1. `scheduler_lock` is already there in DagModel, but it's not used in current implementation of Airflow (as of now, https://github.com/apache/airflow/tree/45d24e79eab98589b1b0509e920811cbf778048b). We should leverage leverage  it and modify the scheduler code accordingly.

2. To avoid the leader-selection issueproblem, we may not want to use master-slave architecture for schedulers. Instead, we simply start multiple schedulers.

The probability of schedulers competing on the same DAG is easy to calculate since it's a typical Birthday Problem, and it is reasonably low if # of DAGs/ # of schedulers is not too low (the probability that there are schedulers competing on the same DAG is 1-m!/((m-n)! * (m^n))  , m is the number of DAGs and n is the number of schedulers).

Let’s say we have 200 DAGs and we start 2 schedulers.

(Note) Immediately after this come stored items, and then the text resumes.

PR #472, opened 2026-05-19
fix(cdps): correct GBPm SystemParams + retire devnet remnants

chapati23:
## Summary

- **Correctness fix**: GBPm `systemParams` in `indexer-envio/config/liquity.json` was pointing at `0xddd2de5db7e81e22553cc68ea6125b8a817ac8ea` — an address with **zero bytecode** on Celo. Verified via `eth_getCode`. As a result, `getOrLoadSystemParams` failed silently for GBPm and our defensive fallback classified every non-zero-debt GBPm trove as `zombie`, regardless of whether it was actually below `MIN_DEBT`. The real address is `0x064d8bcc79711cf51df7ca0a7fe531a271cd74e9` (`SystemParamsv300GBPm` per `@mento-protocol/contracts/contracts.json`), verified live with MIN_DEBT=1000 / MCR=110% / CCR=135%.
- **Root cause**: the wrong address was copy-pasted from `ui-dashboard/src/lib/addresses.json` — a devnet-only address book that was never kept in sync with mainnet. The devnet itself was torn down (hence the dead address).
- **Architectural cleanup**: `@mento-protocol/contracts/contracts.json` is the canonical source for all protocol addresses across all networks. Double-tracking via a hand-vendored devnet file is what caused the bug. This PR also deletes the orphan devnet machinery: the address book, the sync script that populates it (`sync-contract-config.mjs`), its output (`contracts.celo.v3.json`), the `devnet` IndexerNetworkId + `NETWORKS.devnet` entry, every consumer's handling of devnet, and the related env-var docs. The `celo-mainnet-local` and `celo-sepolia-local` network entries stay — they're functionally distinct (real-RPC local dev, not torn-down anvil).

After this merges and the indexer resyncs, GBPm troves currently labeled `zombie` (real debts of 60k–150k, well above `MIN_DEBT=1000`) will correctly classify as `active`.

## What "zombie" actually means in Liquity v2

For the avoidance of future confusion: a Liquity v2 zombie is a trove whose recorded debt fell *below* `MIN_DEBT` — almost always because a redemption swept it down to dust. The trove still holds debt + collateral and counts toward system debt, but the owner can't adjust/close until they top it back up (`adjustZombieTrove`). It's a dust-management mechanism. Our indexer's defensive fallback co-opted the label as a "params not loaded" signal, which silently created the bug surface.

## Test plan

- [x] Both packages typecheck clean
- [x] 2204 dashboard + 695 indexer tests passing (added one new test: the hasura proxy returns 404 for the retired `devnet` network)
- [x] `trunk fmt` + `trunk check` clean
- [x] `pnpm lint` clean in both packages (1 stale ESLint baseline entry pruned in `ui-dashboard` — `resolveLocalHasuraConfig` complexity dropped from 16 → 15 after removing the devnet branch)
- [x] Cross-checked all 30 protocol-contract addresses in `indexer-envio/config/liquity.json` against `@mento-protocol/contracts/contracts.json` — every one matches after this fix
- [x] Probed the new GBPm `systemParams` address on-chain: MCR=110%, CCR=135%, MIN_DEBT=1000 (matches CHFm)
- [ ] Post-merge: deploy indexer + full resync (the prior resync from PR #470 produced a deployment that's not promoted; this fix needs to land before that gets promoted, so the new resync produces correct GBPm classification)

## Commits

1. `cc2dc063` — the one-line config fix (correctness)
2. `0ce80be7` — devnet remnants kill (architectural cleanup so this can't happen again)

---

> [!NOTE]
> **Medium Risk**
> Medium risk because it changes on-chain address configuration used by the indexer for Liquity/CDP classification and removes a network variant (`devnet`), which could affect local tooling and routing if any dependency still expects it.
> 
> **Overview**
> **Fixes a misconfigured Liquity GBPm `systemParams` address** in `indexer-envio/config/liquity.json`, correcting downstream CDP/trove classification that depended on reading those params.
> 
> **Retires the old Celo devnet plumbing** across the repo: deletes the devnet address book/artifact sync outputs and script, removes `devnet` from dashboard network definitions and the local Hasura proxy/env var docs, and updates tests/baselines to assert `devnet` is now unsupported (404) while keeping `celo-*-local` variants intact.
> 
> <sup>Reviewed by [Cursor Bugbot](https://cursor.com/bugbot) for commit 0ce80be7b6b58710d3e1f93f722d72e999f85689. Bugbot is set up for automated code reviews on this repo. Configure [here](https://www.cursor.com/dashboard/bugbot).</sup>


chapati23:
@claude review

PR #500, opened 2026-05-21
fix(claude-hooks): SessionEnd resilient to deleted worktrees

chapati23:
## Summary

- Guard the project `SessionEnd` hook on script existence (`if [ -f X ]; then bash X; fi`) so it silently no-ops when a worktree is removed while a Claude Code session inside it is still alive, instead of failing with `bash: …: No such file or directory` on every such session exit.
- Update `scripts/check-agent-context.mjs` validator regex to accept both the original direct-invocation form and the new presence-guarded form, so `pnpm agent:context-check` stays green.

## Test plan

- [x] `pnpm agent:context-check` → exit 0
- [x] Unset / missing / spaces in `CLAUDE_PROJECT_DIR` → hook exits 0 silently
- [x] Hook script exists + exits 0 → hook exits 0
- [x] Hook script exists + exits non-zero → hook propagates that exit code (failure surfaces; not swallowed)
- [x] `trunk fmt` + `trunk check` clean
- [x] Pre-push gate: `./tools/trunk check` + `pnpm agent:context-check` + `pnpm lint:scripts` all pass

Co-Authored-By: Claude Opus 4.7 (1M context) <noreply@anthropic.com>

---

> [!NOTE]
> **Low Risk**
> Low risk: changes are limited to developer hook configuration and its regex validator, with no impact on application runtime logic.
> 
> **Overview**
> Makes the Claude `SessionEnd` hook resilient to deleted worktrees by guarding execution with `if [ -f ... ]; then bash ...; fi`, avoiding repeated “No such file” failures when the hook script path no longer exists.
> 
> Updates `scripts/check-agent-context.mjs` to validate both the original direct `bash "${CLAUDE_PROJECT_DIR}/..."` form and the new presence-guarded form so `pnpm agent:context-check` continues to pass.
> 
> <sup>Reviewed by [Cursor Bugbot](https://cursor.com/bugbot) for commit 52a403036daac04d0687bdc2143bb379b3714225. Bugbot is set up for automated code reviews on this repo. Configure [here](https://www.cursor.com/dashboard/bugbot).</sup>

### DIFF
--- a/.claude/settings.json
+++ b/.claude/settings.json
@@ -5,7 +5,7 @@
         "hooks": [
           {
             "type": "command",
-            "command": "bash \"${CLAUDE_PROJECT_DIR}/scripts/agent-session-end-hook.sh\""
+            "command": "[ -f \"${CLAUDE_PROJECT_DIR}/scripts/agent-session-end-hook.sh\" ] && bash \"${CLAUDE_PROJECT_DIR}/scripts/agent-session-end-hook.sh\" || true"
           }
         ]
       }
--- a/.claude/settings.json
+++ b/.claude/settings.json
@@ -5,7 +5,7 @@
         "hooks": [
           {
             "type": "command",
-            "command": "[ -f \"${CLAUDE_PROJECT_DIR}/scripts/agent-session-end-hook.sh\" ] && bash \"${CLAUDE_PROJECT_DIR}/scripts/agent-session-end-hook.sh\" || true"
+            "command": "if [ -f \"${CLAUDE_PROJECT_DIR}/scripts/agent-session-end-hook.sh\" ]; then bash \"${CLAUDE_PROJECT_DIR}/scripts/agent-session-end-hook.sh\"; fi"
           }
         ]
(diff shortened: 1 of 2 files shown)


chapati23:
Two non-blocking notes from the auto-review:

1. **Validator error message wording** (`scripts/check-agent-context.mjs:297`). The `fail(...)` text describes only the direct-invocation form. Won't fix — the validator only fires when the command shape is genuinely wrong, and anyone debugging will read the regex (lines 260-271) as the source of truth, not the error string. Updating the message to enumerate both accepted forms adds maintenance burden each time the set of accepted shapes changes.

2. **Regex tolerates mismatched quote types** (`scripts/check-agent-context.mjs:260-261`). `scriptPath` is `["']\${…}["']`, so opening/closing quotes don't have to match. Won't fix — `.claude/settings.json` is machine-written, never hand-rolled, and the validator's contract here is path correctness, not quote hygiene. The auto-reviewer noted the same self-deferral.

PR #821, opened 2026-06-09
ci: ARM runner compat test (throwaway — do not merge)

chapati23:
## The Problem

- We hypothesize ~37.5% cheaper CI minutes by moving Blacksmith jobs from x64 ($0.004/min base) to ARM (`blacksmith-{2,4}vcpu-ubuntu-2404-arm`, $0.0025/min base), but per-job ARM compatibility has never been tested empirically in this repo.
- Two risks can only be settled by running the jobs: (1) the ui job's Playwright visual-snapshot baselines were rendered on x64 Chromium and carry no arch suffix; (2) the required `Code Quality` check downloads the trunk CLI + its hermetic tools per-platform.

## The Solution

- **Throwaway draft PR — never merges.** It flips every Blacksmith job (except `lighthouse.yml`, see below) to the same-vCPU ARM label so all PR-triggered workflows execute once on ARM, plus a trivial `ui-dashboard/src` comment so `size-limit`, `ui`, and the Vercel preview (needed by Lighthouse) also trigger.
- Non-PR read-only workflows (`mutation-testing`, `terraform-drift`, `integration-probes`, `infra`) are exercised via `workflow_dispatch` from this branch.
- The real migration PR follows after these results + a review pass; jobs that fail here stay on x64 there.

## Details

- `lighthouse.yml` intentionally stays on x64: lhci launches Chrome via chrome-launcher and Google ships no Chrome for linux-arm64.
- Playwright Chromium cache keys gain `${{ runner.arch }}` in both `ci.yml` and `lighthouse.yml` — they share a key namespace but now run on different architectures; a cross-arch restore would pass version validation and die with an exec-format error.
- Envio codegen cache key gains `${{ runner.arch }}` as well.
- Both actionlint `self-hosted-runner` allow-lists learn the `-arm` labels.
- Toolchain arm64 availability pre-verified: trunk CLI 1.25.0 tarball, `envio-linux-arm64`, foundry `linux_arm64`, Playwright Chromium arm64, esbuild/sharp/lightningcss arm64 variants in the lockfile, codecov CLI linux-arm64, and linux_arm64 builds for all 14 Terraform providers across the 4 stacks (lock files carry `zh:` hashes, so cross-platform `terraform init` needs no lockfile edits).

## Validation

- This PR **is** the validation run — results feed the migration decision matrix per job.
- `trunk fmt` + `trunk check` clean on all changed files locally.

### DIFF
--- a/.github/actionlint.yaml
+++ b/.github/actionlint.yaml
@@ -2,3 +2,5 @@ self-hosted-runner:
   labels:
     - blacksmith-4vcpu-ubuntu-2404
     - blacksmith-2vcpu-ubuntu-2404
+    - blacksmith-4vcpu-ubuntu-2404-arm
+    - blacksmith-2vcpu-ubuntu-2404-arm
--- a/.github/workflows/aegis-app-engine.yml
+++ b/.github/workflows/aegis-app-engine.yml
@@ -37,7 +37,7 @@ jobs:
     environment:
       name: production
       url: https://mento-monitoring.uc.r.appspot.com
-    runs-on: blacksmith-4vcpu-ubuntu-2404
+    runs-on: blacksmith-4vcpu-ubuntu-2404-arm
     timeout-minutes: 15
     permissions:
       contents: read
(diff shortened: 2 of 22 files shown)


chapati23:
Compat testing complete — two full ARM sweeps green (the one Code Quality failure was trunk-action cross-arch cache poisoning, root-caused and fixed via arch-keyed cache-key). Durations captured; the scoped migration PR follows with the evidence table. Closing this throwaway branch.

PR #1385, opened 2026-07-21
fix(alerts): harden QuickNode webhook state reads

chapati23:
## The Problem

- Alerts Infra plans could fail during QuickNode refresh with the unhelpful `giving up after 1 attempt(s)` error because the REST provider issued concurrent, single-attempt reads.
- The webhook recovery script could mistake nested response IDs for Terraform's canonical resource ID and could offer destructive state removal after an inconclusive network failure.

## The Solution

- Serialize QuickNode provider requests and make webhook state recovery fail closed, with bounded retries and exact top-level Terraform ID parsing.

## Details

- Sets the QuickNode REST provider to one request at a time without enabling unsafe global retries for POST/DELETE operations.
- Shares strict resource-ID extraction between the diagnostic script and replacement provisioner.
- Prevents state removal after transport errors, rate limits, server failures, or ambiguous Terraform output.
- Adds a real-shell regression suite covering nested provider IDs, transient 503 responses, and duplicate top-level IDs, and wires it into Alerts CI and the agent quality gate.
- Updates the Alerts runbooks, package context, and generated docs catalog.
- Investigated failure: https://github.com/mento-protocol/monitoring-monorepo/actions/runs/29829834112

## Validation

- `pnpm agent:quality-gate --run --parallel 1`
- `pnpm agent:quality-gate:test`
- `pnpm agent:context-check`
- `pnpm agent:autoreview` plus two fresh-context semantic reviews (final result: clean)
- `CI=true AGENT_PREWARM_PARALLELISM=1 pnpm agent:prewarm --base origin/main`
- Authenticated read-only `terraform plan` against the live Alerts backend completed successfully (`17 add, 1 change, 17 destroy`); no apply was performed.
- Live webhook reads confirmed the Celo, Ethereum, and Polygon resources remain active.

## Checklist

- [x] Nothing was knowingly deferred.
- [x] No architectural decision was introduced; this hardens the existing QuickNode integration.

---

> [!NOTE]
> **Medium Risk**
> Touches alerts infra Terraform and state-repair scripts that can remove or replace live QuickNode webhooks; changes are defensive but operate on production webhook delivery paths.
> 
> **Overview**
> Hardens **QuickNode webhook Terraform state handling** so plans and repair flows stop mis-reading provider v3 output and avoid destructive fixes on flaky API responses.
> 
> The QuickNode REST provider is capped at **`rate_limit = 1`** to reduce concurrent refresh failures. A shared **`terraform_state_resource_id`** helper in `common.sh` picks exactly one four-space-indented resource `id` from `terraform state show`, ignoring nested IDs in `api_data`/`api_response`. **`fix-webhook-state.sh`** and the listener **replacement provisioner** both use it; the repair script **fails closed** on parse errors, curl failures, non-404 HTTP codes, and only offers `state rm` after every webhook checks cleanly (with bounded curl retries).
> 
> Adds a **shell regression suite** (`fix-webhook-state.test.sh`) plus a **Vitest wrapper** in the onchain handler, and wires that suite into **agent quality gate** routing and **alerts/AGENTS.md** / runbook docs.
> 
> <sup>Reviewed by [Cursor Bugbot](https://cursor.com/bugbot) for commit d0d0ff86caeb13114a9d8ea01babd0f7a271a026. Configure [here](https://www.cursor.com/dashboard/bugbot).</sup>


chapati23:
Addressing the two informational P3 notes in the Claude review:

1. Won't fix: the replacement provisioner now intentionally fails closed when Terraform's canonical webhook ID is absent or ambiguous. Continuing would make an inconclusive read look safe and reintroduce the recovery hazard this PR fixes. The runbook documents the blocking behavior, and the regression suite covers it.
2. Won't fix: `get-project-vars.sh` reads the unrelated scalar attributes `email` and `project_id` from different Terraform resource types. Those fields do not share the `restapi_object` nested/top-level `id` collision, so routing them through the webhook-ID parser would conflate separate data shapes without improving safety.

Neither item is deferred work: the first is the intended invariant, and the second is outside the affected parser class with no demonstrated defect.

Issue #1526, opened 2026-07-23
Autofix diff guard: whitespace-filename bypass of the credential-content scan


chapati23:
## The Problem

The autofix diff guard's credential-content scan can be bypassed by a
trailing/leading-whitespace filename, letting an agent-authored file with
credential-shaped content reach the opened PR unscanned. Pre-existing (predates
the #1373 job split; surfaced by the split's adversarial red-team).

Mechanism (verified empirically):
- `diff-trees` reports the real filename, e.g. `leak.ts ` (trailing space).
- `evaluateDiffGuard` / the `guard` CLI **trim** each changed path
  (`scripts/sentry-autofix-finalize.mjs` ~277-279, 609-612), so
  `filesWithCredentialShapedContent` `lstat`s the *trimmed* `work/leak.ts`, hits
  `ENOENT`, and **skips the scan** (~230-236) — the guard returns `{"ok":true}`.
- The workflow's byte-copy loop reads the path **untrimmed**
  (`while IFS= read -r f … done`) and `cp`s the real `work/leak.ts ` into the
  pushed branch.

Impact is now bounded by #1373: the agent job is read-only, so the only
exfiltratable GitHub credential is the read-only `github.token` (still poor
hygiene to publish); the App token is never in the agent job.

## The Solution

Make the guard scan the **exact** path from `changed.txt`, not a trimmed copy —
options:
- Drop the `.trim()` on the path in `evaluateDiffGuard` / the `guard` CLI so the
  credential scan and symlink `lstat` see the same bytes the byte-copy uses; or
- Reject any changed path with edge whitespace or control characters outright
  (a filename with surrounding whitespace is never a legitimate source file), in
  `evaluateDiffGuard`, with a unit test.

Add a `sentry-autofix-finalize.test.mjs` case: a `"leak.ts "` entry containing a
`ghs_`-shaped string must make the guard refuse.

Refs #1373.

chapati23:
Agent claim: claude claimed #1526 for implementation.

Claim ID: claude-20260723T182135-5y5jxk
Branch: main
Claimed at: 2026-07-23T18:21:35.098Z

chapati23:
Moved to review: #1526 is now represented by PR #1556.
Branch: main

Issue #1506, opened 2026-07-22
Autofix marker guard: bind to verdict generation (ABA) in the deterministic finalize job


chapati23:
## The Problem

The autofix finalize step guards the terminal `sentry:fix-pr-opened` marker by
re-reading `sentry:verdict-code-fix` immediately before and after the write
(#1389). That guard tests **label presence**, not **verdict identity**. An ABA
interleaving defeats it:

1. Autofix opens a PR for verdict generation V1.
2. A regression re-queues the issue; ingest sheds `sentry:verdict-code-fix`.
3. A re-triage run re-applies `sentry:verdict-code-fix` (a NEW generation V2,
   based on the regressed occurrence) — all within the finalize window.
4. The post-write re-read sees the label present → marks the stub fixed with
   V1's diff, which never addressed V2's regression.

In practice this is extremely narrow: a full triage-agent run (minutes, twice
daily) cannot realistically complete inside a single autofix run's seconds-to-
low-minutes marker window, and the schedules don't overlap. But the guard is a
proxy, not a proof.

## The Solution

Bind the guard to a **verdict generation token** rather than label presence.
Options:

- Capture the databaseId/createdAt of the verdict comment the diff was based on
  at agent dispatch, thread it into finalize, and require the live newest
  verdict comment to still be that one before writing the marker.
- Reuse the existing regression-fence machinery (`selectVerdictComment` +
  regression-comment timestamp comparison) so "verdict newer than the regression
  it must investigate" is asserted against the SAME comment the diff used.

## Where

This belongs in the **deterministic finalize job** from the #1373 job-split
(#1490), where the verdict snapshot is an explicit, validated input rather than
re-read from mutable labels. Implement generation-binding there instead of
bolting it onto the inline finalize step #1500 replaces.

Refs #1389, #1373.

chapati23:
## Round-5 review (PR #1500) widened the scope

Two more P1s on #1500 both funnel into the **same root**, which is what makes
this issue the real fix rather than more inline guards:

- **Reconciliation reapplies the marker to a stale diff.** `openAutofixPrExists`
  in `sentry-autofix-select.mjs` routes a stub with a fresh verdict but an open
  deterministic-branch PR to the no-agent reconcile path, which reapplies
  `sentry:fix-pr-opened` to the EXISTING PR's diff. If that PR's diff came from a
  now-superseded verdict generation (shed then restored by re-triage), the
[...]

Issue #1389, opened 2026-07-21
Autofix marker write races ingest regression-reopen (stale fix-pr-opened suppresses re-fix)


chapati23:
### Problem

In the Phase 2b autofix leg (PR #1374), the fix job re-reads the queue stub's labels immediately before push/PR-create and refuses if `sentry:verdict-code-fix` is gone (regression re-queue guard). But a TOCTOU window remains **after** that check: if the ingest workflow reopens a regression between the pre-push label read and the outcome write (label application), it sheds the verdict + autofix markers and adds `sentry:needs-triage` — then the autofix step adds `sentry:fix-pr-opened` to the now-needs-triage occurrence. Once re-triage reapplies `sentry:verdict-code-fix`, the selector skips the stub because of that stale terminal marker, so the regressed occurrence never gets another autofix attempt.

The two workflows (ingest, autofix) mutate the same stub's labels on independent concurrency groups with no atomic compare-and-set, so a pure-narrowing re-check cannot fully close it. Codex also flagged auditing the analogous `sentry:fix-refused` marker-write path for the same race.

### Done means

- The `sentry:fix-pr-opened` (and `sentry:fix-refused`) marker is applied only while the occurrence that was validated is still the current one — e.g. re-read `sentry:verdict-code-fix` immediately before the marker write and skip it if absent, and/or make the reconcile path re-validate before re-applying. Document the residual window if it cannot be fully eliminated without cross-workflow locking.
- A test covering the regression-mid-run ordering.

### Notes

Low probability (needs a regression to land in a ~seconds window during PR creation); no data loss (the fix PR still exists and is human-reviewed), but the regressed occurrence's re-fix is silently suppressed until a human clears the marker. Deferred from PR #1374 to keep that PR's review scope bounded.

chapati23:
Agent claim: codex claimed #1389 for implementation.

Claim ID: codex-20260721T174809-b9ve1q
Branch: work
Claimed at: 2026-07-21T17:48:09.417Z

PR #1527, opened 2026-07-23
fix(sentry-autofix): isolate the fix agent in a read-only job, hand off to a trusted finalize job (#1373)

### LINKED ISSUE #1373: Sandbox claude-code-action agents against process-env credential reads (autofix + claude.yml)
## The Problem

`.github/workflows/sentry-autofix.yml` (ADR 0036 Phase 2b) runs a `claude-code-action` agent over an UNTRUSTED, second-order Sentry triage verdict, then automatically publishes the agent's edits as a PR. The action holds its `github_token` input and the `CLAUDE_CODE_OAUTH_TOKEN` in the Claude CLI process env, and the agent's `Read` tool is unrestricted. A prompt-injected verdict could therefore attempt to read a process-environment surface (e.g. `/proc/self/environ`) and copy a credential into an edited file or the summary, which the deterministic finalize step publishes; the diff guard only checks path/count, and required CI + human review happen after the text is already public.

This exposure is inherent to `claude-code-action` and identical to the repo's existing `.github/workflows/claude.yml` agents. The autofix workflow already removes the ambient `GH_TOKEN` from the agent's env (verdict is pre-fetched, no `gh` tool) and denies all code execution, but the action's own token handling remains. The OAuth token is inference-only and rotatable, and the pipeline is inert until an operator provisions the App and flips `SENTRY_AUTOFIX_ENABLED`.

## Solution ideas

- Run the autofix `claude-code-action` step in an OS/filesystem sandbox that denies process/environment reads (seccomp/AppArmor profile, or a container job with a restricted `/proc`), so the agent cannot reach credential surfaces.
- Or mint a dedicated, minimally-scoped, short-lived Claude credential for the autofix leg so a leak doesn't compromise the shared `claude.yml` token.
- Track whether `claude-code-action` gains a first-class way to withhold its auth token from tool subprocesses.

Applies equally to `claude.yml`; consider a repo-wide agent-sandbox baseline. Surfaced by an independent (Codex) review of the Phase 2b autofix PR. Refs #1278.

chapati23:
## The Problem

- The Sentry autofix leg is merged but inert; the last activation gate is #1373 — **agent credential isolation**.
- Today the untrusted LLM fix agent runs in the same `autofix` job that holds `issues: write` and mints the GitHub **App token**. Its `claude-code-action` process env carries a **write-capable** `github.token`, reachable in principle via `/proc/self/environ` — so a prompt-injected agent could write issues.

## The Solution

Split the single job into two, so the agent never runs in a job with write credentials:

- **`agent`** (`contents: read` + `issues: read` only, `max-parallel: 2`) — runs `claude-code-action`, then a live-FS symlink tripwire, then hands its **whole working tree** to finalize as an artifact.
- **`finalize`** (`issues: write` + App token, `max-parallel: 1`, `needs: [select, agent]`) — downloads the tree, **re-derives** the diff + guard against its **own** pristine clone (trusting no agent-provided metadata), then does every write: refused analysis, PR open, the #1389 marker guards, reconcile.

Now an agent that exfiltrates its job's `github.token` gets a **read-only** token — it cannot write issues, push, or open PRs. The verdict logic is unchanged.

## Details

- Handoff uploads the **full** tree (not a diff/list) with `include-hidden-files: true` + `if-no-files-found: error`, per-entry name `sentry-autofix-worktree-<issue>`, 1-day retention; finalize re-derives so it trusts only raw file bytes that pass its own guard. `upload-artifact` v7.0.1 / `download-artifact` v7.0.0, SHA-pinned (auto-tracked by the existing github-actions Dependabot group).
- `finalize`'s `if: !cancelled()` + `fail-fast: false` so one entry's failed agent doesn't skip the whole finalize matrix; a missing artifact fails only that entry.
- The Claude OAuth **inference** token remains in the action env (inherent to `claude-code-action`; worst case is inference-quota abuse) — explicitly **out of scope** for #1373.
- The agent's `Read,Grep,Glob,Edit,Write,MultiEdit` tool set (no shell) cannot create symlinks, so the symlink layers are defense-in-depth against an unreachable primitive; confirmed by an adversarial red-team.

## Validation

- `actionlint` clean; `bash -n` on every run block; `check-autofix-ci-trust.mjs` (29 workflows) clean; `docs:navigation-eval` 33/0; finalize + select unit tests pass.
- **Adversarial red-team** (5 opus lenses → refute each finding): **0 defects introduced** by the split. Two pre-existing items surfaced and triaged: the refused-path stale-verdict asymmetry (justified — publishes only a diagnostic comment, not a mergeable PR) and a whitespace-filename credential-scan bypass (pre-existing, harm reduced by this split, tracked in #1526).
- Not enabled: `SENTRY_AUTOFIX_ENABLED` stays off; end-to-end runs only after the operator flip.

## Deferrals

- Verdict-generation ABA check (finalize refusing a shed-then-re-added verdict) — #1506, the stacked follow-up that builds on this job's deterministic finalize.
- Pre-existing whitespace-filename bypass of the guard's credential-content scan — #1526.

Closes #1373. Supersedes #1490.

### DIFF
--- a/.github/workflows/sentry-autofix.yml
+++ b/.github/workflows/sentry-autofix.yml
@@ -2,10 +2,11 @@ name: Sentry Autofix
 
 # Stage C / Phase 2b of the Sentry triage pipeline (ADR 0036): for queue stubs
 # verdicted `code-fix` whose parsed `affected_repo` is EXACTLY this repo, a
-# claude-code-action agent implements a scoped fix in a fresh checkout, then a
-# DETERMINISTIC finalize step commits, pushes a branch, and opens a PR via a
-# GitHub App token. PR-ONLY — nothing ever merges automatically; merge stays
-# human (ADR 0036).
+# claude-code-action agent implements a scoped fix in an isolated READ-ONLY
+# `agent` job (issue #1373), which hands its whole working tree to a separate
+# TRUSTED `finalize` job that re-validates the diff, commits, pushes a branch,
+# and opens a PR via a GitHub App token. PR-ONLY — nothing ever merges
+# automatically; merge stays human (ADR 0036).
 #
 # Prompt-injection containment is the whole design point (the verdict is
 # second-order UNTRUSTED Sentry data):
@@ -22,8 +23,10 @@ name: Sentry Autofix
 #     diff guard + required CI + human review catch. (Residual: claude-code-action
 #     itself holds its `github_token` input + the Claude OAuth token in the CLI
 #     process env, which the agent's Read tool could in principle reach via a
-#     process-env surface — inherent to the action, same as claude.yml, tracked
-#     as a sandboxing follow-up.)
+#     process-env surface. Because the `agent` job is READ-ONLY (contents:read +
+#     issues:read, issue #1373), an exfiltrated `github_token` cannot write
+#     issues, push, or open PRs; only the Claude OAuth inference token remains —
+#     inherent to the action, tracked as a sandboxing follow-up.)
 #   - NO git AT ALL against the agent-tainted checkout, and NO write credential
 #     in the LLM step. The agent has Write access to the checkout INCLUDING
 #     .git/, so any git command there would run agent-planted hooks / clean-smudge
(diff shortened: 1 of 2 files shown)


chapati23:
Thanks for the thorough trace. Confirming the one P3 (finalize depending on the whole `agent` job rather than per-entry) is a known, accepted inherent GitHub Actions job-graph constraint — it's called out as a risk in the design and handled by `finalize`'s `if: !cancelled()` + `fail-fast: false` so a slow/failed entry never strands a sibling. No change needed, as noted.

At any moment, the probability that there is schedulers competing on the same DAG is only 0.5%. If we run 2 schedulers against 300 DAGs, this probability is only 0.33%.(https://lists.apache.org/thread.html/389287b628786c6144c0b8e6abf74a040890cd9410a5abe6e968eb55@%3Cdev.airflow.apache.org%3E)

3. To avoid the "correlation" between schedulers, we may want to consider random sort list of DAG files before it's passed to scheduler process (https://lists.apache.org/thread.html/e21d028944092b588295112acb9a3e203c4aea7fae50978f288c2af1@%3Cdev.airflow.apache.org%3E)

4. One important scope of this AIP is to intensively test whether running multiple schedulers would cause any issue (after all concerns above are addressed).